» **EXERCISE MATERIALS**
PR #828, opened 2024-09-10
pam_userdb: don't return void result as int

thkukuk:
gdbm_close() returns void, so we cannot use that as return argument, if the calling function returns int.

### DIFF
--- a/meson.build
+++ b/meson.build
@@ -372,6 +372,12 @@ else
       if have
         use_db = 'gdbm'
         cdata.set('HAVE_GDBM_H', 1)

» **TASK BRIEF**
Reproduce each entry from the records above, character for character.

» **EXERCISE ANSWER**
PR #828, opened 2024-09-10
pam_userdb: don't return void result as int

thkukuk:
gdbm_close() returns void, so we cannot use that as return argument, if the calling function returns int.

### DIFF
--- a/meson.build
+++ b/meson.build
@@ -372,6 +372,12 @@ else
       if have
         use_db = 'gdbm'
         cdata.set('HAVE_GDBM_H', 1)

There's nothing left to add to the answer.